§ **WORK TO COMPLETE**
Below are the records; copy out every line that holds the word "opened".

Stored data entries
+ + + +

Issue #650, opened 2026-07-07
PersistentAgent kind + Governor v1 (island steward)


rjwittams:
## Parent
#604 · ADR 0009

## What to build
(Brainstorm → implementation when sequenced.) The `PersistentAgent` kind (role as label), its reconciler (free-floating-vessel residency via VesselRequirement, bounded-restart supervision), and the first **Governor** for one island (plausibly dinghy or flotilla itself): charter-driven, fast-and-loose creds (ADR 0009 v1), memory ref backed by fs or a hub git repo, wakes itself for duties like upstream watching.

Blocked conceptually by requirements/resolver v1 (ADR 0007) for the residency requirement — or can start with the seeded-policy equivalent if pulled forward by dogfooding.

## Acceptance criteria
- [ ] PersistentAgent kind + reconciler; agent survives daemon/host restart (re-materialised, memory intact)
- [ ] Governor for one island: maintains issues/docs, watches an upstream, launches a convoy in its own namespace
- [ ] Never edits source / raises PRs (charter v1; credential scoping tracked separately)

## Blocked by
Sequencing decision — after observer reshape unless dogfooding pulls it forward.

rjwittams:
Charter input from fleet operations (Robert, 2026-07-22): **crew follow-up filing should eventually be mediated through the Governor, not sprayed at the tracker.** Observed: convoy agents going wild filing follow-up issues directly. Direction:

- A convoy's findings-beyond-scope return as **a report — 'cargo' — likely an object-store artifact** (#748's briefs/artifacts store is the natural home) delivered to the steward on settlement, rather than as direct `gh issue create` calls from crew.
- The **Governor triages its island's cargo into its own backlog** — dedup against existing issues, merge related findings, decide what deserves a ticket at all. Backlog grooming is already in its charter; this makes convoy exhaust an *input* to grooming instead of a bypass around it.
- Trajectory: **a majority of convoys/crew may not touch the issue tracker directly at all** — tracker writes become a steward capability, crew get report-writing. (Same shape as the completion lesson: crew testimony in, authority mediates out.)
- pr-shepherd changes were already anticipated; some of its behavior likely moves in-convoy as this lands.

Not for v1 necessarily — but the Governor's interface should leave room for 'receives settlement cargo' from day one.

rjwittams:
[...]

PR #872, opened 2026-07-22
docs: the Governor's Charter

rjwittams:
The working profile of the Governor role (ADR 0009), distilled from the dogfood governor sessions: the seven-verb loop, inline-vs-convoy-cargo boundary, dispatch discipline (body-is-contract, placement economics), monitoring + the stuttering ladder, ADR 0017 settlement (claims/conditions/attention kept separate), recording discipline, and the human-escalation boundary.

Written so a manually-started governor agent gets the role and the command vocabulary immediately; destined to be carried verbatim as a PersistentAgent charter when #650 lands.

Ref #650.

### DIFF
--- a/docs/charters/governor.md
+++ b/docs/charters/governor.md
@@ -26,6 +26,13 @@ Everything you do is one of those seven verbs.
   If a "small fix" starts growing mid-flight, finish only if it's already done
   and tested; otherwise write the contract and dispatch.
 
+**Authority note.** The inline tier above reflects a *human-supervised*
+governor session, acting with the human's authority. An autonomous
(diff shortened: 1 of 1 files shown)


rjwittams:
Took the finding via the authority distinction rather than either proposed edit alone: the inline tier reflects a *human-supervised* governor session (which is what the dogfood practice was — the human's authority covers string-scale fixes); an autonomous PersistentAgent Governor keeps ADR 0009's read-only-git boundary and dispatches even trivial fixes, until ADR 0009 is deliberately amended. Default-to-tighter when ambiguous. On `cleat capture`: it's a real cleat verb (used extensively from governor sessions — it's cleat CLI surface, outside this workspace's provider shell-outs).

+ + + +

§ **FINISHED TASK**
Issue #650, opened 2026-07-07
PR #872, opened 2026-07-22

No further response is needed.